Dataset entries
□ □ □ □ □
PR #398, opened 2017-10-12
update centos to LTS v2.73.2

bparees:


bparees:
@gabemontero fyi

[merge]

PR #404, opened 2017-10-23
Improve support for Jenkins monitoring plugin

scoheb:
The Jenkins monitoring plugin stores its data in /var/lib/jenkins/monitoring/<hostName>.
Since the pod name changes everytime there is a deployment, any trending data is lost over
re-deployments. We force the application name to allow for historical data collection.


bparees:
[merge]

PR #420, opened 2017-11-15
Allow user to override more configuration than config.xml in the volume

arnaud-deprez:
Hi,

Currently the user can only override config.xml in the volume.
This fix/improvement allows him to override whatever configuration he needs to.

Regards,

### DIFF
--- a/2/contrib/s2i/run
+++ b/2/contrib/s2i/run
@@ -175,7 +175,7 @@ if [ ! -e ${JENKINS_HOME}/configured ]; then
     create_jenkins_config_from_templates
 
     echo "Copying Jenkins configuration to ${JENKINS_HOME} ..."
-    cp -r /opt/openshift/configuration/* ${JENKINS_HOME}
+    cp -r $image_config_dir/* ${JENKINS_HOME}
 
     install_plugins
 
@@ -186,12 +186,22 @@ if [ ! -e ${JENKINS_HOME}/configured ]; then
     touch ${JENKINS_HOME}/configured
 else  
   if [ ! -z "${OVERRIDE_PV_CONFIG_WITH_IMAGE_CONFIG}" ]; then
-    echo "Overriding jenkins config.xml stored in ${JENKINS_HOME}/config.xml"
-    rm -f ${JENKINS_HOME}/config.xml
-	
-    create_jenkins_config_xml
+    echo "Overriding jenkins configuration stored in ${JENKINS_HOME}"
 
-    cp -r ${image_config_path} ${JENKINS_HOME}
+    # remove any files/directories in $JENKINS_HOME that are specified in $image_config_dir, 
+    # otherwise the two will get merged when cp is run below
+    for f in ${image_config_dir}/*; do
+      fileName=${f#${image_config_dir}'/'}
+      if [ -e "${JENKINS_HOME}/${fileName}" ]; then
+        echo "---> Removing ${JENKINS_HOME}/${fileName}..."
+        rm -rf "${JENKINS_HOME}/${fileName}"
+      fi
+    done
+
+    create_jenkins_config_from_templates
+
+    echo "Copying Jenkins configuration to ${JENKINS_HOME}..."
+    cp -r $image_config_dir/* ${JENKINS_HOME}
   fi
     
   if [ ! -z "${OVERRIDE_PV_PLUGINS_WITH_IMAGE_PLUGINS}" ]; then


2/contrib/s2i/run
```diff
@@ -186,12 +186,21 @@ if [ ! -e ${JENKINS_HOME}/configured ]; then
...
+    echo "Overriding jenkins configuration stored in ${JENKINS_HOME}"
+
+    # When overriding config, we should override every config file except plugins which might be a special case (?)
+    for f in ${image_config_dir}/*; do
+      fileName=${f#${image_config_dir}'/'}
+      if [ -e "${JENKINS_HOME}/${fileName}" ]; then
+        echo "---> Removing ${JENKINS_HOME}/${fileName}..."
+        rm -rf "${JENKINS_HOME}/${fileName}"
+      fi
+    done
```
bparees: is this actually necessary?  seems like the cp is just going to overwrite anyway.

arnaud-deprez: I hesitated to put this.
The cp will overrite existing files but it will not remove existing content in the directory.
Let say for example if we want to rename or delete a job from our git repository, this job will actually remains as cp command will not remove it.

bparees: hm.  but this means if your new config contains even a single job, all existing jobs will be deleted (because the jobs dir will be removed).  Which I guess is what you asked for by asking for the override behavior, but it's a bit scary.

arnaud-deprez: Indeed! 
That’s why I hesitated but I decided to do it that way for these reasons: 
1. Regarding the doc and the override aspect, this seems logical to me.
1. If you look the assemble script, it does the same thing for the _Openshift example_, it deletes the job if other jobs are provided (but indeed it’s only in the image layer here)
1. IMO, once you start configuring jenkins in your image, you should do it for every single configuration to manage your infrastructure as code.

To summarize my opinion, the persistent volume makes sense for the workspace, to keep some build history or for stash/caching but not to store the configuration. It also emphases the immutability of the docker image.

At the end, I’m open to any suggestion, so if you have a better one, please shoot, I would gladly adapt it. 

My goal is to allow user to manage the jenkins configuration in the image, so as long we can do that, I would be happy! :-)

bparees: yeah i think your justification is reasonable.

bparees:
@csrwng @jim-minter @gabemontero thoughts on this?

2/contrib/s2i/run
```diff
@@ -186,12 +186,21 @@ if [ ! -e ${JENKINS_HOME}/configured ]; then
     touch ${JENKINS_HOME}/configured
 else  
   if [ ! -z "${OVERRIDE_PV_CONFIG_WITH_IMAGE_CONFIG}" ]; then
-    echo "Overriding jenkins config.xml stored in ${JENKINS_HOME}/config.xml"
-    rm -f ${JENKINS_HOME}/config.xml
-	
-    create_jenkins_config_xml
+    echo "Overriding jenkins configuration stored in ${JENKINS_HOME}"
+
+    # When overriding config, we should override every config file except plugins which might be a special case (?)
```
jim-minter: # remove any files/directories in $JENKINS_HOME that are specified in $image_config_dir, otherwise the two will get merged when cp is run below

2/contrib/s2i/run
```diff
@@ -186,12 +186,21 @@ if [ ! -e ${JENKINS_HOME}/configured ]; then
...
+    for f in ${image_config_dir}/*; do
+      fileName=${f#${image_config_dir}'/'}
+      if [ -e "${JENKINS_HOME}/${fileName}" ]; then
+        echo "---> Removing ${JENKINS_HOME}/${fileName}..."
+        rm -rf "${JENKINS_HOME}/${fileName}"
+      fi
+    done
+
+    create_jenkins_config_from_templates
```
jim-minter: `# re-running install_plugins when OVERRIDE_PV_CONFIG_WITH_IMAGE_CONFIG is set is not currently implemented`

jim-minter:
I'm in favour.  I think the comments could be clearer and I've suggested alternatives.  Thanks @arnaud-deprez !

gabemontero:
A quick historical perspective - allowing the override of more than config.xml was originally entertained but then dismissed, where the general notion was to be conservative and wait for user requests / use cases.

That said, I'm certainly not opposed to all this.  Just relaying there was an explicit choice made in the past.

arnaud-deprez:
Hi,

@jim-minter ok for your comments I will add it! I also wondering why we don't override plugins here too. The answer was obvious, because there is a second environment variable, but why is that ? Does it make sense ?
Is it what you mean when you say:

> #re-running install_plugins when OVERRIDE_PV_CONFIG_WITH_IMAGE_CONFIG is set is not currently implemented

Because it's actually implemented just bellow only if you set OVERRIDE_PV_PLUGINS_WITH_IMAGE_PLUGINS too.

@gabemontero ok, good to know.

arnaud-deprez:
Justo to add few info, I can certainly: 

- [ ] Move the code from _OVERRIDE_PV_PLUGINS_WITH_IMAGE_PLUGINS block_ to _ OVERRIDE_PV_CONFIG_WITH_IMAGE_CONFIG block_, so basically the overriding becomes the same as the normal installation process.
- [ ] Adapt the doc accordingly.

What do you think ?

bparees:
overriding the plugins should remain separate from overriding the rest of the config.

I don't see what in your OVERRIDE_PV_CONFIG_WITH_IMAGE_CONFIG block is preventing the plugins from being overridden?

arnaud-deprez:
It does not, just have to set 2 variables instead of 1. But ok let's keep it split.
I'll add the comments tomorrow as my computer is already closed and then we can merge.
Have a nice week-end !

arnaud-deprez:
Can we integrate this now ? Thank you :-)

2/contrib/s2i/run
```diff
@@ -186,12 +186,23 @@ if [ ! -e ${JENKINS_HOME}/configured ]; then
...
+    # otherwise the two will get merged when cp is run below
+    for f in ${image_config_dir}/*; do
+      fileName=${f#${image_config_dir}'/'}
+      if [ -e "${JENKINS_HOME}/${fileName}" ]; then
+        echo "---> Removing ${JENKINS_HOME}/${fileName}..."
+        rm -rf "${JENKINS_HOME}/${fileName}"
+      fi
+    done
+
+    # re-running install_plugins when OVERRIDE_PV_CONFIG_WITH_IMAGE_CONFIG is set is not currently implemented
```
bparees: this comment is very strange.  this would never be implemented, it's why `OVERRIDE_PV_PLUGINS_WITH_IMAGE_PLUGINS` exists.

arnaud-deprez:
@bparees indeed. I forgot to remove it. Done

bparees:
[merge]

Issue #421, opened 2017-11-27
Prevent leakage of zombie processes in jenkins master 


gabemontero:
See https://github.com/openshift/release/issues/432 for details, including research around the core problem and how it was fixed in similar docker based images

bparees:
@jim-minter if you find room for this in your other jenkins tech debt work this sprint, please considering knocking this out too.

I think @smarterclayton was also on board with tini.

gabemontero:
Just started poking around as well ... assuming we only want to install the 64bit version, hopefully running a 32 bit JVM is orthogonal.  Something to include in unit testing.

gabemontero:
Forgot ... `make test` in this repo runs 32 bit mode

PR #422, opened 2017-11-27
employ dumb-init as init process, handle docker zombies

gabemontero:
Fixes https://github.com/openshift/jenkins/issues/421
Fixes https://github.com/openshift/release/issues/432

did not find any yum repos for either centos or rhel

use of entrypoint/cmd combo was per tini doc recommendations ... does that interfere with our s2i extension path ?

putting all of it in CMD directive did not work

### DIFF
--- a/2/Dockerfile
+++ b/2/Dockerfile
@@ -33,7 +33,8 @@ EXPOSE 8080 50000
 RUN curl https://pkg.jenkins.io/redhat-stable/jenkins.repo -o /etc/yum.repos.d/jenkins.repo && \
     rpm --import https://pkg.jenkins.io/redhat-stable/jenkins-ci.org.key && \
     yum install -y centos-release-scl-rh && \
-    INSTALL_PKGS="dejavu-sans-fonts rsync gettext git tar zip unzip java-1.8.0-openjdk java-1.8.0-openjdk.i686 java-1.8.0-openjdk-devel java-1.8.0-openjdk-devel.i686 jenkins-2.89.2-1.1" && \
+    curl https://copr.fedorainfracloud.org/coprs/alsadi/dumb-init/repo/epel-7/alsadi-dumb-init-epel-7.repo -o /etc/yum.repos.d/alsadi-dumb-init-epel-7.repo && \
+    INSTALL_PKGS="dejavu-sans-fonts rsync gettext git tar zip unzip dumb-init java-1.8.0-openjdk java-1.8.0-openjdk.i686 java-1.8.0-openjdk-devel java-1.8.0-openjdk-devel.i686 jenkins-2.89.2-1.1" && \
     yum -y --setopt=tsflags=nodocs install $INSTALL_PKGS && \
     rpm -V $INSTALL_PKGS && \
     yum clean all  && \
@@ -88,5 +89,5 @@ RUN /usr/local/bin/install-plugins.sh /opt/openshift/base-plugins.txt && \
 VOLUME ["/var/lib/jenkins"]
 
 USER 1001
-ENTRYPOINT []
+ENTRYPOINT ["/usr/bin/dumb-init", "--"]
 CMD ["/usr/libexec/s2i/run"]
--- a/2/Dockerfile.rhel7
+++ b/2/Dockerfile.rhel7
@@ -41,7 +41,7 @@ RUN yum-config-manager --disable epel >/dev/null || : && \
     # establishing a symbolic link for that guy as well, so that existing plugins in JENKINS_HOME/plugins pointing to /usr/lib64/jenkins
     # will subsequently get redirected to /usr/lib/jenkins; it is confirmed that the 3.7 jenkins RHEL images do *NOT* have a /usr/lib64/jenkins path
     ln -s /usr/lib/jenkins /usr/lib64/jenkins && \
-    INSTALL_PKGS="dejavu-sans-fonts wget rsync gettext git tar zip unzip java-1.8.0-openjdk java-1.8.0-openjdk.i686 java-1.8.0-openjdk-devel java-1.8.0-openjdk-devel.i686 atomic-openshift-clients jenkins-2.* jenkins-2-plugins" && \
+    INSTALL_PKGS="dejavu-sans-fonts wget rsync gettext git tar zip unzip dumb-init  java-1.8.0-openjdk java-1.8.0-openjdk.i686 java-1.8.0-openjdk-devel java-1.8.0-openjdk-devel.i686 atomic-openshift-clients jenkins-2.* jenkins-2-plugins" && \
     yum install -y $INSTALL_PKGS && \
     rpm -V $INSTALL_PKGS && \
     yum clean all  && \
@@ -106,5 +106,5 @@ RUN rm /opt/openshift/base-plugins.txt && \
 VOLUME ["/var/lib/jenkins"]
 
 USER 1001
-ENTRYPOINT []
+ENTRYPOINT ["/usr/bin/dumb-init", "--"]
 CMD ["/usr/libexec/s2i/run"]


2/Dockerfile.rhel7
```diff
@@ -41,6 +41,7 @@ RUN yum-config-manager --disable epel >/dev/null || : && \
     yum install -y $INSTALL_PKGS && \
     rpm -V $INSTALL_PKGS && \
     yum clean all  && \
+    curl -fL https://github.com/krallin/tini/releases/download/v0.16.1/tini-static -o /bin/tini && chmod +x /usr/bin/tini && \
```
bparees: can't do this in rhel.  is it packaged?

bparees:
> use of entrypoint/cmd combo was per tini doc recommendations ... does that interfere with our s2i extension path ?

i don't think so since s2i only updates the CMD for the image, as i recall.

but it sounds like using sub-reaping might be a less invasive approach:

bparees:
it seems like we could also leave the ENTRYPOINT alone, change our run script to:

```
#!/bin/sh
exec tini jenkins-startup.sh
```

(tini will become pid 1 due to the exec)

and then "jenkins-startup.sh" would contain what the run script currently contains.

However that approach makes it slightly harder for people using it as an s2i builder to replace the run script.  (they'd have to replace jenkins-startup.sh instead).

2/Dockerfile.rhel7
gabemontero: i could not find a repo to access via yum/dnf, which is why I went this way, but just revisited the release page and it does in fact have an RPM to download

i'll switch to that

gabemontero:
[test]

gabemontero:
pushed the download rpm update ...still pondering the options around how to leverage `tini` from the dockerfile

gabemontero:
@bparees I was unable to install dumb-init via yum with the existing repos for centos/rhel

this is a bit of an indirect inference, but if I read the tea leaves at https://apps.fedoraproject.org/packages/dumb-init correctly, I think dumb-init is "too new", and has not matriculated from fedora down to centos/rhel.

what do you think?

bparees:
@gabemontero it looks like someone is in the process of packaging it for openshift, actually:
https://brewweb.engineering.redhat.com/brew/buildinfo?buildID=626011
(see the rhaos-3.8-rhel-7-candidate tag)

i'd track down Yaakov Selkowitz  and ask what the intent is there in terms of distribution.  Probably loop @jupierce in too.

jupierce:
@gabemontero Looks like dumb-init (1.1.3-12.el7) is in our current 3.8 puddle and shipped in 3.7 errata. Should be ok to use.

gabemontero:
thanks for the updates @jupierce @bparees 

a couple of follow up questions (which will reveal how green I still am wrt packaging and the various distros ;-) ):

1) we should be able to install those on our centos image, right?

2) it is a question of configuring the right repos in order to access the new rpm, right?

3) perhaps our rhel7 / centos7 ami's will be equiped in such a way, right?  For example, I have a rhel7 once up on aws currently with the following listing:

```
-rw-r--r--.  1 root root  283 Dec  3 00:49 centos-paas-sig-openshift-origin13-rpms.repo
-rw-r--r--.  1 root root  283 Dec  3 00:49 centos-paas-sig-openshift-origin14-rpms.repo
-rw-r--r--.  1 root root  283 Dec  3 00:49 centos-paas-sig-openshift-origin15-rpms.repo
-rw-r--r--.  1 root root  283 Dec  3 00:49 centos-paas-sig-openshift-origin36-rpms.repo
-rw-r--r--.  1 root root  283 Dec  3 00:49 centos-paas-sig-openshift-origin37-rpms.repo
-rw-r--r--.  1 root root  392 Oct 12 20:29 charlie.repo
-rw-r--r--.  1 root root  379 Dec  3 00:49 openshift-rhel7-dependencies.repo
-rw-r--r--.  1 root root 2033 Sep 29 17:50 oso-rhui-rhel-server-extras.repo
-rw-r--r--.  1 root root  907 Sep 29 17:50 oso-rhui-rhel-server-releases-optional.repo
-rw-r--r--.  1 root root  823 Sep 29 17:50 oso-rhui-rhel-server-releases.repo
-rw-r--r--.  1 root root  816 Sep 29 17:51 oso-rhui-rhel-server-rhscl.repo
-rw-r--r--.  1 root root  358 Jul 11 16:07 redhat.repo
-rw-r--r--.  1 root root  607 Dec  6 17:06 redhat-rhui-client-config.repo
-rw-r--r--.  1 root root 8679 Dec  6 17:06 redhat-rhui.repo
-rw-r--r--.  1 root root  807 Dec  3 00:49 rhel-7-server-ose-3.1-rpms.repo
-rw-r--r--.  1 root root  807 Dec  3 00:49 rhel-7-server-ose-3.2-rpms.repo
-rw-r--r--.  1 root root  807 Dec  3 00:49 rhel-7-server-ose-3.3-rpms.repo
-rw-r--r--.  1 root root  807 Dec  3 00:49 rhel-7-server-ose-3.4-rpms.repo
-rw-r--r--.  1 root root  807 Dec  3 00:49 rhel-7-server-ose-3.5-rpms.repo
-rw-r--r--.  1 root root  807 Dec  3 00:49 rhel-7-server-ose-3.6-rpms.repo
-rw-r--r--.  1 root root  807 Dec  3 00:49 rhel-7-server-ose-3.7-rpms.repo
-rw-r--r--.  1 root root   80 Dec  6 17:06 rhui-load-balancers.conf
```

4) If I want to build on my local fedora laptop then, do I need to import some set of the repo files I pasted in 3) to my laptop's /etc/yum.repos.d dir ?

thanks

bparees:
1) no, those are subscription packages.  for centos you'll have to install from elsewhere (from the internet is acceptable though not ideal.)

2) for rhel the repos should already be configured but if not, yes, it would require updates to our CI job.
see: https://github.com/openshift/aos-cd-jobs/blob/master/sjb/config/common/test_cases/rhel_base_images.yml#L28

3) same answer

4) yeah but i doubt you'll have access to them from your laptop.

gabemontero:
ok switch to dumb-init pushed (tested locally only for centos ...if rhel fails I have a rhel ami instance ready for local iteration)

grdryn:
> no, those are subscription packages. for centos you'll have to install from elsewhere (from the internet is acceptable though not ideal.)

@gabemontero @bparees I'm not sure if you'd consider it more or less ideal/trustworthy than from the wider internet, but there's a copr repo for dumb-init for el7 here, that you could use for CentOS7 (maybe you're already doing that, I still see only the tini proposal in the changes in this PR): https://copr.fedorainfracloud.org/coprs/alsadi/dumb-init/

From what I understand, that's maintained by the same person as the Fedora package that you linked to earlier.

bakito:
I've sucecssfully used the statically-linked binary from https://github.com/Yelp/dumb-init in rhel.

gabemontero:
@bparees @jupierce , quick refresh:  i can install dumb-init for the openshift jenkins rhel image as @jupierce predicted last month. But I have to curl the dumb-init binary for centos currently.  The current repos available to our openshift jenkins centos image build do not have it.

next, @grdryn notes there is a repo (https://copr.fedorainfracloud.org/coprs/alsadi/dumb-init/) that might be usable for rpm installing on centos.  If it were acceptable to enable that repo for our centos (is it?), I need to update the repo files in aos-cd-jobs to include that, right?  If so, I'll refresh on what is there and figure out what to update.  Or is there some other path I need to investigate / follow? ... maybe I have to update some of the yum-config-manager invocations in the centos dockerfile?

thanks

bparees:
> next, @grdryn notes there is a repo (https://copr.fedorainfracloud.org/coprs/alsadi/dumb-init/) that might be usable for rpm installing on centos. If it were acceptable to enable that repo for our centos (is it?

it is

> I need to update the repo files in aos-cd-jobs to include that, right? If so, I'll refresh on what is there and figure out what to update. Or is there some other path I need to investigate / follow? ... maybe I have to update some of the yum-config-manager invocations in the centos dockerfile?

yes you should be able to just add the repo as part o the dockerfile, like we do for the jenkins rpm repo:
https://github.com/openshift/jenkins/blob/master/2/Dockerfile#L33-L34

gabemontero:
great, thanks @bparees 

unfortunately, I'm getting 503's right now from copr.fedorainfracloud.org ... I'll circle back to this in the near term (later today or tomorrow hopefully) and see if it is up.  If it is up and this is more of a one time hiccup, we'll go with that.  Othewise, though not ideal per @bparees earlier response, we'll go with the curl download of the binary for centos.

gabemontero:
ok doing a yum install on centos as well ... thanks again for the pointers @grdryn and @bparees 

also, my local regression (beyond this repo's PR tests) of launching pipelines that fork processes, and seeing all that look clean when the pipelines complete, looks good.

assuming the tests pass, please revisit as time permits @bparees for concluding if this is the way we want to go.... fyi, there is a customer induced bugzilla on this as well

bparees:
lgtm but let's make sure QE does a solid regression after this goes in.

2/Dockerfile
```diff
@@ -33,6 +33,8 @@ EXPOSE 8080 50000
 RUN curl https://pkg.jenkins.io/redhat-stable/jenkins.repo -o /etc/yum.repos.d/jenkins.repo && \
     rpm --import https://pkg.jenkins.io/redhat-stable/jenkins-ci.org.key && \
     yum install -y centos-release-scl-rh && \
+    curl https://copr.fedorainfracloud.org/coprs/alsadi/dumb-init/repo/epel-7/alsadi-dumb-init-epel-7.repo -o /etc/yum.repos.d/alsadi-dumb-init-epel-7.repo && \
+    yum install -y dumb-init && \
```
bparees: you can move dumb-init into INSTALL_PKGS

the yum install centos-release-scl-rh is actually installing a repository(I think), which is why it has to be done separately.

gabemontero:
comment addressed ... and yeah, we should be able to drive/monitor QE's testing via the bugzilla process ... I've cc:ed you back on the bugzilla (wasn't sure if you got notified on all image comp bugzillas)

gabemontero:
[merge]

gabemontero:
admin note: ... this was recently reported (after we initially started on this) via customer case being tracked by https://bugzilla.redhat.com/show_bug.cgi?id=1528548

2/Dockerfile
```diff
@@ -33,7 +33,8 @@ EXPOSE 8080 50000
 RUN curl https://pkg.jenkins.io/redhat-stable/jenkins.repo -o /etc/yum.repos.d/jenkins.repo && \
     rpm --import https://pkg.jenkins.io/redhat-stable/jenkins-ci.org.key && \
     yum install -y centos-release-scl-rh && \
-    INSTALL_PKGS="dejavu-sans-fonts rsync gettext git tar zip unzip java-1.8.0-openjdk java-1.8.0-openjdk.i686 java-1.8.0-openjdk-devel java-1.8.0-openjdk-devel.i686 jenkins-2.89.2-1.1" && \
+    curl https://copr.fedorainfracloud.org/coprs/alsadi/dumb-init/repo/epel-7/alsadi-dumb-init-epel-7.repo -o /etc/yum.repos.d/alsadi-dumb-init-epel-7.repo && \
```
sferich888: Why are we leveraging EPEL packages for this? 

Why are we not leveraging the Build in RHEL 7 image systemd: https://access.redhat.com/solutions/1118173 
Why are we not using a RHEL supported package?

bparees: you're looking at the centos image's dockerfile, not the rhel image.

Ladicek:
I wonder if you considered doing the same for the Jenkins agent images (resp. the base Jenkins agent image, as the other would inherit it I think)?

bparees:
> I wonder if you considered doing the same for the Jenkins agent images (resp. the base Jenkins agent image, as the other would inherit it I think)?

we don't have any plans to do so..since the agents are not long lived, there's really no concern about accumulating zombie processes.  They'll go away as soon as the agent completes.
□ □ □ □ □
■ **TASK TO CARRY OUT**
All lines in the records above with "packaging" need to be found and copied.

■ **OUTPUT OF THE EXERCISE**
@gabemontero it looks like someone is in the process of packaging it for openshift, actually:
a couple of follow up questions (which will reveal how green I still am wrt packaging and the various distros ;-) ):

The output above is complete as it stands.